SOURCE MATERIAL

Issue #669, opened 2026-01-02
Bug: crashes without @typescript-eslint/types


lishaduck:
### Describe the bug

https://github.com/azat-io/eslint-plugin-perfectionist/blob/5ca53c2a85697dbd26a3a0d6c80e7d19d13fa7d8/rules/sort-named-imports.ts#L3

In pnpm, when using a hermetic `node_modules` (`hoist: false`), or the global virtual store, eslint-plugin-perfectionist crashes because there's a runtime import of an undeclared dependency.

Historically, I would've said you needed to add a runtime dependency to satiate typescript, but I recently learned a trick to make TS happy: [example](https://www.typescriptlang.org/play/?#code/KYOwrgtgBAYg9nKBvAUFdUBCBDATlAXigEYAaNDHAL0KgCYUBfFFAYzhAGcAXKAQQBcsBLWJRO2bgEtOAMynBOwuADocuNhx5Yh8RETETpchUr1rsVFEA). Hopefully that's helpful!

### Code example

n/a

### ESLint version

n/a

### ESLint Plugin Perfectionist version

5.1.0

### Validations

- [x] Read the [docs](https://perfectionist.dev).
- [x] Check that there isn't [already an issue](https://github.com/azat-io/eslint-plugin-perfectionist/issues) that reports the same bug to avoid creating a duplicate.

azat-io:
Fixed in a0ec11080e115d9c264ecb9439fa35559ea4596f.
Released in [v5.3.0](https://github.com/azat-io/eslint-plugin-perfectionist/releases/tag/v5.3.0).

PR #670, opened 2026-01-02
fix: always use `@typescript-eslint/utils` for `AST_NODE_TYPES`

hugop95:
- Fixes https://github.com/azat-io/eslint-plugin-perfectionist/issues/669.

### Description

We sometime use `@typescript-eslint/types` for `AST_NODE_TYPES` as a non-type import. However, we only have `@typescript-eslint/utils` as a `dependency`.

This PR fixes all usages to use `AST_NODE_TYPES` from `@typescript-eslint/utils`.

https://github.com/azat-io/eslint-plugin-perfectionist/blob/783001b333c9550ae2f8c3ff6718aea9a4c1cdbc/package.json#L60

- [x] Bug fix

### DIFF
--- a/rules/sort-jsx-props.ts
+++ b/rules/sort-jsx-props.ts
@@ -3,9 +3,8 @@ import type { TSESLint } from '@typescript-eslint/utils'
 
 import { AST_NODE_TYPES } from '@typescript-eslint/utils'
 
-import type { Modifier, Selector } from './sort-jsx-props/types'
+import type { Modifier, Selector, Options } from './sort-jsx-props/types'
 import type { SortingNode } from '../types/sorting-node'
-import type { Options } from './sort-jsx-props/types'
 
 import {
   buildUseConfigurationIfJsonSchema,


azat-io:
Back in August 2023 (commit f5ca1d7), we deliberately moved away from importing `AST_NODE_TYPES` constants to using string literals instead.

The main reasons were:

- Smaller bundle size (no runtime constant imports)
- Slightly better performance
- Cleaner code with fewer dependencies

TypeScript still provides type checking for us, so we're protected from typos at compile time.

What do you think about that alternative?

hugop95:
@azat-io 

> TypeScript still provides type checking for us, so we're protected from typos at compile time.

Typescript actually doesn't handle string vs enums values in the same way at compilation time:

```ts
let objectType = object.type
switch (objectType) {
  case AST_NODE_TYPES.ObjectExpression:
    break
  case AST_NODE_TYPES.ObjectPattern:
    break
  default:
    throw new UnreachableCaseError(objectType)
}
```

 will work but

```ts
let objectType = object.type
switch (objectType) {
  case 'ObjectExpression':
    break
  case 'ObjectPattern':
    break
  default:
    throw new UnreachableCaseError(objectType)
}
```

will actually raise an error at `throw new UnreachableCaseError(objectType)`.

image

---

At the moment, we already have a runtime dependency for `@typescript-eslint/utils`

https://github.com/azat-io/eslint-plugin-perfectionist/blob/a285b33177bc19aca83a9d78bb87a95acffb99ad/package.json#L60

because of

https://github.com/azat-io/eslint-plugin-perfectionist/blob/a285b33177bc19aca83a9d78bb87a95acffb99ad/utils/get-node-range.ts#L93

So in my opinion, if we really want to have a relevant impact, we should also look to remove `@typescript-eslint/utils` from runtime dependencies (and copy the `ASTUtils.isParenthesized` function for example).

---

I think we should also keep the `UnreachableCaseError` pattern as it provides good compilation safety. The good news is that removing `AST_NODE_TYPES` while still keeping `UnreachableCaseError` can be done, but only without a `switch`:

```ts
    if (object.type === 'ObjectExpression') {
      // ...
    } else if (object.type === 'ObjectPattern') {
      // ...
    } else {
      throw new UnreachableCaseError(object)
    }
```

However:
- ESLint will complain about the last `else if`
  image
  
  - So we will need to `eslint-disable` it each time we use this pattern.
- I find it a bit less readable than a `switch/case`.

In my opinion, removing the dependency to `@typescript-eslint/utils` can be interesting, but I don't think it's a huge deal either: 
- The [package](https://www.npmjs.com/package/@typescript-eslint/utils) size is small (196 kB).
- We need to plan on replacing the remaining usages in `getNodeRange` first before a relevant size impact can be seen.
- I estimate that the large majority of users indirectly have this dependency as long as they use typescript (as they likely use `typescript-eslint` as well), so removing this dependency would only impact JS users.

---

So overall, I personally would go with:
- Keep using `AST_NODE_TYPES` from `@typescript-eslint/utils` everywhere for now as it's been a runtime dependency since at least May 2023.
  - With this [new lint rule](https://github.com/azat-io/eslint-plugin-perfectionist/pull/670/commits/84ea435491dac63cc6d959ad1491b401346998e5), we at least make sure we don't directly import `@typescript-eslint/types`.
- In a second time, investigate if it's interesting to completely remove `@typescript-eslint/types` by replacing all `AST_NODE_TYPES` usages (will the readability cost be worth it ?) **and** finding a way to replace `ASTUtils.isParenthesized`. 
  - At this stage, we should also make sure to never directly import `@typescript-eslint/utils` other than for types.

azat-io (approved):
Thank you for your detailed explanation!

WORK INSTRUCTION
Which lines in the records above hold the string "sure"? Copy each of them.

RESPONSE TO THIS EXERCISE
  - With this [new lint rule](https://github.com/azat-io/eslint-plugin-perfectionist/pull/670/commits/84ea435491dac63cc6d959ad1491b401346998e5), we at least make sure we don't directly import `@typescript-eslint/types`.
  - At this stage, we should also make sure to never directly import `@typescript-eslint/utils` other than for types.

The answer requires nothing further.